(Dataset entries)

━━━━━━━━━━━━━━━━━━━━━━━━━━━━━━

Issue #454, opened 2016-12-05
macOS: click dragging the toolbar buttons move the window


drw158:
In native apps, click dragging a button does not drag the window.

Try clicking on a button (history, share, etc.), holding, and dragging the window.

Same for the search bar.

Issue #453, opened 2016-12-05
macOS: Can't drag login window


roundhill:
#449 broke the ability to drag the login window. It will need the `-webkit-app-region: drag;` css property added.

drw158:
This is working for me on latest master.

PR #456, opened 2016-12-08
Fix draggable areas on macOS

roundhill:
Fixes for #453 and #454 on macOS.

**To test**
* Run the app in electron on macOS.
* Sign out! Try dragging the window around. There should be an absolutely positioned div there that allows you to drag.
* Sign in! Try clicking on dragging on a button in the top toolbar or in the search field. The app should not drag.

### DIFF
--- a/lib/app.jsx
+++ b/lib/app.jsx
@@ -478,6 +478,7 @@ export const App = connect( mapStateToProps, mapDispatchToProps )( React.createC
 			isAuthorized,
 		} = this.props;
 		const electron = get( this.state, 'electron' );
+		const isMacApp = isElectronMac();
 		const { settings, isSmallScreen } = this.props;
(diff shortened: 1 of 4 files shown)


dmsnell:
@roundhill - nice work on this and the borderless window!

I noted however that when logged out I expected to be able to click and drag the windows around on my desktop when the point of click was basically anywhere on the window other than the form elements themselves. This could mean clicking on the Simplenote logo or anywhere in the space around it and dragging the window. That behavior was not there, however, and I'm not sure if it's supposed to be there.

Other than that I think this is good and ready to :ship:, so I'll mark it ready and leave that decision to you on the dragging. Maybe @drw158 could also weigh in.

roundhill:
OK, I'm going to merge this for now and we can do another PR for the login form full-page drag if @drw158 is interested.

PR #458, opened 2016-12-09
Update modals

drw158:
Updating the design of the modals with small improvements. Overall, buttons and other text is smaller.

I also snuck in some css that targets all links and forces them to use the pointer cursor.

To test:

- Look at all the modals
- Make sure pointer only shows for web links

screen shot 2016-12-09 at 5 00 55 pm
d0wsvrrfb0caaaaaaelftksuqmcc

### DIFF
--- a/scss/general.scss
+++ b/scss/general.scss
@@ -5,6 +5,11 @@
 	box-sizing: border-box;
 }
 
+a[href^="http://"],
+a[href^="https://"] {
+	cursor: pointer; // Make all web links use pointer cursor
+}
+
 html, body {
 	height: 100%;
 }
--- a/scss/about.scss
+++ b/scss/about.scss
@@ -23,7 +23,7 @@
 }
 
 .about-top {
-	margin-bottom: 40px;
+	margin-bottom: 20px;
 	text-align: center;
 
 	svg {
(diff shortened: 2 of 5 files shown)


scss/general.scss
```diff
@@ -5,6 +5,11 @@
 	box-sizing: border-box;
 }
 
+a[href^="http://"],
+a[href^="https://"] {
+	cursor: pointer; // Make all web links use pointer cursor
+}
```
dmsnell: Is using the patterns here an indication that we have failed to use `<a />` appropriately in our app? Is there a reason they shouldn't all use the pointer?

drw158: This addition is to override the rule set right above this change:

```
*, 
*:before, 
*:after {
	cursor: default; // Make everything use default cursor
	box-sizing: border-box;
}
```

This was originally added because of a recommendation for building Electron apps, because native apps don't have pointer cursors at all. _Except_ for web links that open in a browser, those should use the pointer.

I'm not sure what web elements use the pointer cursor, but we could just do this:

```
button {
cursor: default;
}
```

dmsnell:
@drw158 this is all looking fine, is there any reason not to merge it?

drw158:
I don't think so. We can merge it.

dmsnell:
:shipit: @drw158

━━━━━━━━━━━━━━━━━━━━━━━━━━━━━━

■ Activity: Nothing is to be left out; every record above must be repeated exactly.

■ Response for this exercise:
Issue #454, opened 2016-12-05
macOS: click dragging the toolbar buttons move the window


drw158:
In native apps, click dragging a button does not drag the window.

Try clicking on a button (history, share, etc.), holding, and dragging the window.

Same for the search bar.

Issue #453, opened 2016-12-05
macOS: Can't drag login window


roundhill:
#449 broke the ability to drag the login window. It will need the `-webkit-app-region: drag;` css property added.

drw158:
This is working for me on latest master.

PR #456, opened 2016-12-08
Fix draggable areas on macOS

roundhill:
Fixes for #453 and #454 on macOS.

**To test**
* Run the app in electron on macOS.
* Sign out! Try dragging the window around. There should be an absolutely positioned div there that allows you to drag.
* Sign in! Try clicking on dragging on a button in the top toolbar or in the search field. The app should not drag.

### DIFF
--- a/lib/app.jsx
+++ b/lib/app.jsx
@@ -478,6 +478,7 @@ export const App = connect( mapStateToProps, mapDispatchToProps )( React.createC
 			isAuthorized,
 		} = this.props;
 		const electron = get( this.state, 'electron' );
+		const isMacApp = isElectronMac();
 		const { settings, isSmallScreen } = this.props;
(diff shortened: 1 of 4 files shown)


dmsnell:
@roundhill - nice work on this and the borderless window!

I noted however that when logged out I expected to be able to click and drag the windows around on my desktop when the point of click was basically anywhere on the window other than the form elements themselves. This could mean clicking on the Simplenote logo or anywhere in the space around it and dragging the window. That behavior was not there, however, and I'm not sure if it's supposed to be there.

Other than that I think this is good and ready to :ship:, so I'll mark it ready and leave that decision to you on the dragging. Maybe @drw158 could also weigh in.

roundhill:
OK, I'm going to merge this for now and we can do another PR for the login form full-page drag if @drw158 is interested.

PR #458, opened 2016-12-09
Update modals

drw158:
Updating the design of the modals with small improvements. Overall, buttons and other text is smaller.

I also snuck in some css that targets all links and forces them to use the pointer cursor.

To test:

- Look at all the modals
- Make sure pointer only shows for web links

screen shot 2016-12-09 at 5 00 55 pm
d0wsvrrfb0caaaaaaelftksuqmcc

### DIFF
--- a/scss/general.scss
+++ b/scss/general.scss
@@ -5,6 +5,11 @@
 	box-sizing: border-box;
 }
 
+a[href^="http://"],
+a[href^="https://"] {
+	cursor: pointer; // Make all web links use pointer cursor
+}
+
 html, body {
 	height: 100%;
 }
--- a/scss/about.scss
+++ b/scss/about.scss
@@ -23,7 +23,7 @@
 }
 
 .about-top {
-	margin-bottom: 40px;
+	margin-bottom: 20px;
 	text-align: center;
 
 	svg {
(diff shortened: 2 of 5 files shown)


scss/general.scss
```diff
@@ -5,6 +5,11 @@
 	box-sizing: border-box;
 }
 
+a[href^="http://"],
+a[href^="https://"] {
+	cursor: pointer; // Make all web links use pointer cursor
+}
```
dmsnell: Is using the patterns here an indication that we have failed to use `<a />` appropriately in our app? Is there a reason they shouldn't all use the pointer?

drw158: This addition is to override the rule set right above this change:

```
*, 
*:before, 
*:after {
	cursor: default; // Make everything use default cursor
	box-sizing: border-box;
}
```

This was originally added because of a recommendation for building Electron apps, because native apps don't have pointer cursors at all. _Except_ for web links that open in a browser, those should use the pointer.

I'm not sure what web elements use the pointer cursor, but we could just do this:

```
button {
cursor: default;
}
```

dmsnell:
@drw158 this is all looking fine, is there any reason not to merge it?

drw158:
I don't think so. We can merge it.

dmsnell:
:shipit: @drw158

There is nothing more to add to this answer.